Play it cool and play this episode. In episode 175 of Overthink, Ellie and David talk about what it means to be cool. From swag gap relationships to Mark Zuckerberg and the manosphere’s failed attempts at being cool, your hosts examine coolness’s ties to youth and subversion and its opposition to displays of wealth. They trace how coolness emerged from Black American culture in the 1930s, before being associated with Beat Poets and punk musicians. They consider precursors to cool, like the Italian term sprezzatura, and question the ontology and the morality of coolness. Is coolness an attitude or a state? Is it inherently narcissistic? Can you ever successfully “try” to be cool? In the Substack bonus segment, Ellie and David discuss coolness through an ethical perspective.
Works Discussed:
Joel Dinerstein, “Jazz Cool”
Ted Gioia, The History of Jazz
bell hooks, We Real Cool: Black Men and Masculinity
Dick Pountain and David Robins, Cool Rules: Anatomy of an Attitude
Highlight: Ironic detachment
Ironic detachment, along with narcissism and hedonism, is one of Pountain and Robins’s criteria of coolness.
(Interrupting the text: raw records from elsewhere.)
PR #42, opened 2017-05-21
IUserCommand.execute type

stelcheck:
Enforce type on usercommand.execute. This will:

  1. Pick up if the `async` keyword is missing
  2. Allow for explicity typedefinition if desirable

Note that while MAGE supports callback-based user commands,
they would now become invalid for TypeScript; the reason for this
that the only valid type definition we could introduce is the following:

execute<T>(state: IState, ...args: any[]): T;

Which would:

  1. Not check that the last parameter is an empty callback function
  2. Essentially make checking for the `async` keyword impossible
  (because of the overloading)

Since we are promoting the use of `async` anyway, I figured out this
wouldn't matter; beside, if a developer really wanted to use
callback-based execute function, they could always write it like
without typing.

### DIFF
--- a/types.d.ts
+++ b/types.d.ts
@@ -1362,7 +1362,7 @@ declare namespace mage {
          */
         interface IUserCommand {
             acl?: string[];
-            execute(state: IState, ...args: any[]): any;
+            execute<T>(state: IState, ...args: any[]): Promise<T>;
         }
 
         export interface IState {


stelcheck:
The only real issue I have experience so far with this change is that now, somehow, the type of `state` is no longer inferred:

```typescript
export = <mage.core.IUserCommand> {
    acl: ['*'],
    async execute(state: mage.core.IState) {
        test.emitSuccess(state)
        return new B('asd')
    }
}
```

I am not entirely sure why that is, but I personally don't mind too much having to add the extra type information in this case.

types.d.ts
```diff
@@ -1362,7 +1362,7 @@ declare namespace mage {
          */
         interface IUserCommand {
             acl?: string[];
-            execute(state: IState, ...args: any[]): any;
+            execute<T>(state: IState, ...args: any[]): Promise<T>;
```
micky2be: Try `execute(state: IState, ...args: any[]): Promise<any>;` instead.

stelcheck: I actually want to use the type argument to explicitly type (or infer) the return value of the execute method.

PR #44, opened 2017-05-21
module index file not required

### LINKED ISSUE #35: Modules require an 'index.js'
I may have a module composed only of usercommands; in which case, creating an empty index.js at the top level of the module seems to be a bit of a waste.

stelcheck:
In projects, the following structure is now OK:

```plaintext
lib/
  modules/
    moduleWithOnlyUserCommands/
      usercommands/
        a.js
        b.js
        c.js
```

Notice that there are no `index.js` in the module (in which
case, a warning log will be printed out nevertheless)

Fixes #35

### DIFF
--- a/lib/mage/Mage.js
+++ b/lib/mage/Mage.js
@@ -410,13 +410,23 @@ Mage.prototype.useModules = function () {
 		this._modulesList.push({ name: name, path: resolved });
 		this._setupQueue.push(name);
 
+		var mod = {};
+
 		try {
-			var mod = require(resolved);
-			this[name] = this.core.modules[name] = mod;
+			mod = require(resolved);
 		} catch (error) {
-			error.module = name;
-			error.moduleFile = resolved;
-			throw error;
+			if (error.code !== 'MODULE_NOT_FOUND') {
+				error.module = name;
+				error.moduleFile = resolved;
+				throw error;
+			}
+
+			this.core.logger.warning.data({
+				moduleName: name,
+				modulePath: resolved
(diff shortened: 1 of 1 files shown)


lib/mage/Mage.js
```diff
@@ -410,13 +410,23 @@ Mage.prototype.useModules = function () {
...
+			if (error.code !== 'MODULE_NOT_FOUND') {
+				error.module = name;
+				error.moduleFile = resolved;
+				throw error;
+			}
+
+			this.core.logger.warning.data({
+				moduleName: name,
+				modulePath: resolved
+			}).log('No module found for module');
```
ronkorving: That's a bit of a funky way to express this error :)

"No module found for module"

stelcheck: Hey, hey... its Sunday.

lib/mage/Mage.js
```diff
@@ -410,13 +410,23 @@ Mage.prototype.useModules = function () {
...
+			if (error.code !== 'MODULE_NOT_FOUND') {
+				error.module = name;
+				error.moduleFile = resolved;
+				throw error;
+			}
+
+			this.core.logger.warning.data({
+				moduleName: name,
+				modulePath: resolved
+			}).log('No module source entrypoint found');
```
stelcheck: I can't find a better log entry text at this time. Suggestions welcome @ronkorving

ronkorving: Web SDK implementation:

```js
console.warn('Module "' + name + '" has no implementation.');
```

stelcheck:
Done

PR #45, opened 2017-05-21
savvy socket file config: absolute paths

### LINKED ISSUE #26: Cannot create savvy sock file outside of process.cwd()
https://github.com/mage/mage/tree/45b7de63797389bc4ed011ee105f7ec2396bcaae/lib/savvy/index.js#L18

This is an issue in my case (running in docker-compose):

1. The file doesn't get cleaned up; so I was hoping to put that socket file directly in the container's filesystem instead
2. More a general case, but it looks a bit strange to enforce the extension on this one

stelcheck:
With this fix, it should now be possible to specify absolute
paths in your configuration.

Fixes #26

### DIFF
--- a/lib/savvy/index.js
+++ b/lib/savvy/index.js
@@ -10,14 +10,12 @@ mage.core.config.setTopLevelDefault('savvy', path.join(__dirname, 'config.yaml')
 var ROUTE_STR = '/savvy';
 var ROUTE_RE = new RegExp('^' + ROUTE_STR + '/');
 
-var SOCK_PATH;
 var SOCK_FILE = mage.core.config.get(['savvy', 'sockfile']);
-if (process.platform === 'win32') {
-	SOCK_PATH = path.join('\\\\.\\pipe', process.cwd(), SOCK_FILE);
-} else {
-	SOCK_PATH = path.join(process.cwd(), SOCK_FILE + '.sock');
-}
+var SOCK_PATH = path.resolve(SOCK_FILE);
 
+if (process.platform === 'win32') {
+	SOCK_PATH = path.join('\\\\.\\pipe', SOCK_PATH);
+}
 
 function trimRegExp(re) {
 	re = re.toString();
--- a/lib/savvy/config.yaml
+++ b/lib/savvy/config.yaml
@@ -1,1 +1,1 @@
-sockfile: "savvy"
+sockfile: "savvy.sock"


lib/savvy/index.js
```diff
@@ -10,14 +10,17 @@ mage.core.config.setTopLevelDefault('savvy', path.join(__dirname, 'config.yaml')
...
 
-var SOCK_PATH;
 var SOCK_FILE = mage.core.config.get(['savvy', 'sockfile']);
-if (process.platform === 'win32') {
-	SOCK_PATH = path.join('\\\\.\\pipe', process.cwd(), SOCK_FILE);
-} else {
-	SOCK_PATH = path.join(process.cwd(), SOCK_FILE + '.sock');
+
+if (!path.isAbsolute(SOCK_FILE)) {
+	SOCK_FILE = path.resolve(process.cwd(), SOCK_FILE);
```
AlmirKadric: I think `process.cwd()` is redundant here. `path.resolve()` will always return an absolute path https://nodejs.org/api/path.html#path_path_resolve_paths. Also due to its behavior, you could avoid using the `path.isAbsolute()` check.

lib/savvy/index.js
```diff
@@ -10,14 +10,17 @@ mage.core.config.setTopLevelDefault('savvy', path.join(__dirname, 'config.yaml')
...
 }
 
+var SOCK_PATH = SOCK_FILE + '.sock';
```
AlmirKadric: you don't need the .sock on windows, this is why originally it was only in the non-win32 branch of the condition.

lib/savvy/index.js
```diff
@@ -10,14 +10,17 @@ mage.core.config.setTopLevelDefault('savvy', path.join(__dirname, 'config.yaml')
...
+
+if (process.platform === 'win32') {
+	SOCK_PATH = path.join('\\\\.\\pipe', SOCK_FILE);
```
AlmirKadric: we use the `process.cwd()` in the original code to avoid conflicts and keep names pacing similar between platforms.

lib/savvy/index.js
AlmirKadric: Also considering your comment in the original issue, why not just scrap this line all together?

AlmirKadric:
Personally I would have refactored this as follows to resolve your issue and simplify the logic but keeping the name spacing:
```
const SOCK_FILE = mage.core.config.get(['savvy', 'sockfile']);
let SOCK_PATH = path.resolve(SOCK_FILE);
if (process.platform === 'win32') {
    SOCK_PATH = path.join('\\\\.\\pipe', SOCK_PATH);
}
```

This would also remove junk `../../../` etc. from the name spacing on win32 platforms.

lib/savvy/index.js
stelcheck: The .sock won't be present on windows.

The extension added at the end is nice on linux systems I think, but I don't mind either way.

stelcheck:
Make sense to me, looks cleaner (but even in the current format, path on windows would not have been relative, however)

lib/savvy/index.js
AlmirKadric: Ah right, you use `SOCK_FILE` for windows and not `SOCK_PATH`. I too don't mind either way either. Was merely referencing what you mentioned in your issue
https://github.com/mage/mage/issues/26#issue-227301655: `More a general case, but it looks a bit strange to enforce the extension on this one`

AlmirKadric:
It would since you attach `SOCK_FILE` to `\\\\.\\pipe`. So if your configured socket path is relatively higher (what was the issue in the first place) you would get the following `\\\\.\\pipe\..\..\some_socket`

AlmirKadric:
LGTM 👍

PR #676, opened 2022-12-20
misc: Rename throw_error service method into raise_if_error

vincent-pochet:
## Context

Today result objects expose a `throw_error` that raise a `FailedResult` (or a subclass) if the result is not a success.

```ruby
  def throw_error
    return if success?

    raise(error)
  end
```

Since the naming of this method does not make obvious that it will not raise if the result is a success, the code end-up with things like:

```ruby
raise(result.throw_error) unless result.success?
```
It's seems a bit confusing :exploding_head: 

## Description

This PR simply renames `throw_error` into `raise_if_error!` and clean all the related code.

### DIFF
--- a/app/services/invoices/add_on_service.rb
+++ b/app/services/invoices/add_on_service.rb
@@ -61,8 +61,8 @@ module Invoices
 
     def create_add_on_fee(invoice)
       fee_result = Fees::AddOnService
-        .new(invoice: invoice, applied_add_on: applied_add_on).create
-      raise(fee_result.throw_error) unless fee_result.success?
+        .new(invoice:, applied_add_on:).create
+      fee_result.raise_if_error!
     end
 
     def should_deliver_webhook?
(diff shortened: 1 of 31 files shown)


app/services/invoices/add_on_service.rb
```diff
@@ -61,8 +61,8 @@ def compute_amounts(invoice)
 
     def create_add_on_fee(invoice)
       fee_result = Fees::AddOnService
-        .new(invoice: invoice, applied_add_on: applied_add_on).create
-      raise(fee_result.throw_error) unless fee_result.success?
+        .new(invoice:, applied_add_on:).create
```
vincent-pochet, line 64: New Ruby 3.1 syntax. Rubocop enforces it.

I don't know if we want to keep it like that, let me know :smile:

rsempe (approved):

PR #679, opened 2022-12-20
feat(grace_period): Ability to finalize draft invoices

rsempe:
## Roadmap Task

## Context

## Description

The goal of this PR is to be able to finalize draft invoices via API or graphQL.


app/services/invoices/finalize_service.rb
```diff
@@ -13,7 +13,7 @@ def initialize(invoice:)
 
     def call
       ActiveRecord::Base.transaction do
-        result = Invoices::RefreshDraftService.call(invoice: invoice)
+        result = Invoices::RefreshDraftService.call(invoice:)
```
lovrocolic, line 16: I think you miss a check if invoice is present (in the service level)

lovrocolic (approved):

app/services/invoices/finalize_service.rb
lovrocolic, line 16: IMO we should check the result from the sub-service here and return error result if any

PR #681, opened 2022-12-21
feat (invoices): add possibility to fetch and filter invoices

lovrocolic:
## Context

Provide possibility to fetch and filter invoices

## Description

Add filter by payment status in the GET /invoices endpoint
Add resolver to fetch invoices and filter them by payment status

### DIFF
--- a/app/controllers/api/v1/invoices_controller.rb
+++ b/app/controllers/api/v1/invoices_controller.rb
@@ -31,6 +31,11 @@ module Api
         if params[:external_customer_id]
           invoices = invoices.joins(:customer).where(customers: { external_id: params[:external_customer_id] })
         end
+
+        if valid_payment_status?(params[:payment_status])
+          invoices = invoices.where(payment_status: params[:payment_status])
+        end
+
         invoices = invoices.where(date_from_criteria) if valid_date?(params[:issuing_date_from])
         invoices = invoices.where(date_to_criteria) if valid_date?(params[:issuing_date_to])
         invoices = invoices.order(created_at: :desc)
@@ -88,6 +93,10 @@ module Api
 
       def date_to_criteria
         { issuing_date: ..Date.strptime(params[:issuing_date_to]) }
+      end
+
+      def valid_payment_status?(status)
+        Invoice.payment_statuses.key?(status)
       end
     end
   end
--- a/spec/graphql/resolvers/invoices_resolver_spec.rb
+++ b/spec/graphql/resolvers/invoices_resolver_spec.rb
@@ -49,12 +49,12 @@ RSpec.describe Resolvers::InvoicesResolver, type: :graphql do
   context 'when filtering by succeeded payment status' do
     let(:query) do
       <<~GQL
-      query {
-        invoices(limit: 5, paymentStatus: [succeeded]) {
-          collection { id }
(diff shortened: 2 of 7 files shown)


spec/graphql/resolvers/invoices_resolver_spec.rb
```diff
@@ -0,0 +1,110 @@
...
+
+      expect(invoices_response['metadata']['currentPage']).to eq(1)
+      expect(invoices_response['metadata']['totalCount']).to eq(2)
+    end
+  end
+
+  context 'when filtering by succeeded payment status' do
+    let(:query) do
+      <<~GQL
+      query {
```
jdenquin, line 52: Layout/HeredocIndentation: Use 2 spaces for indentation in a heredoc. (https://rubystyle.guide#squiggly-heredocs)

spec/requests/api/v1/invoices_spec.rb
```diff
@@ -134,5 +134,24 @@
...
+      let(:invoice2) { create(:invoice, customer: customer, payment_status: :failed) }
+      let(:invoice3) { create(:invoice, customer: customer, payment_status: :pending) }
+
+      before do
+        invoice2
+        invoice3
+      end
+
+      it 'returns invoices with correct payment status' do
+        get_with_token(organization, "/api/v1/invoices?payment_status=pending")
```
jdenquin, line 149: Style/StringLiterals: Prefer single-quoted strings when you don't need string interpolation or special symbols. (https://rubystyle.guide#consistent-string-literals)

rsempe (approved):

app/controllers/api/v1/invoices_controller.rb
```diff
@@ -31,6 +31,11 @@ def index
         if params[:external_customer_id]
           invoices = invoices.joins(:customer).where(customers: { external_id: params[:external_customer_id] })
         end
+
+        if valid_payment_status?(params[:payment_status])
```
vincent-pochet, line 35: Wondering if all this logic should be part of a query class:

```ruby
class BaseQuery < BaseService
  def initialize(organization)
    @organization = organization

    super
  end

  private

  attr_reader :organization
end

class InvoiceQuery < BaseQuery
  def call(filters)
    invoices = base_scope.xxx

    result.invoices = invoices
    result
  end

  private

  def base_scope
    organization.invoices
  end
end
```

That way you can even handle error with filters, or have shared methods for pagination

In the controller:

```ruby
def index
  query = InvoiceQuery.new(current_organization)
  result = query.call(params.permit(:external_customer_id, :payment_status))

  if result.success?
    render(
          invoices,
          ::V1::InvoiceSerializer,
          collection_name: 'invoices',
          meta: pagination_metadata(invoices),
        ),
      )
  else
    render_error_response(result)
  end
end
```

vincent-pochet (approved):
Looks good, but since we will have more and more filter logic in controller and in GraphQL resolvers, I wonder if we shouldn't find a way to share and delegate some logic.

Note: it could probably wait for a specific PR ;)

app/controllers/api/v1/invoices_controller.rb
lovrocolic: opened a card for it :)

PR #683, opened 2022-12-21
fix(currencies): Fix currency names

vincent-pochet:
## Context

Some currency symbol and name were mismatching. 

## Description

This PR fixes the currency symbol and name matching and also adds the `CLF` currency


rsempe (approved):
🎁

It involves a wholesale rejection of sincerity and an unwillingness to express interiority. The cool person doesn’t say what they really care about, and they don’t want to seem invested in anything.
Pountain and Robins point out that coolness spread in the post-war period. They argue that the horrors of the war led to a widespread disillusionment, where people found it hard to latch onto values. They thus turned inward, focusing on private experience and leading to ironic detachment from the world.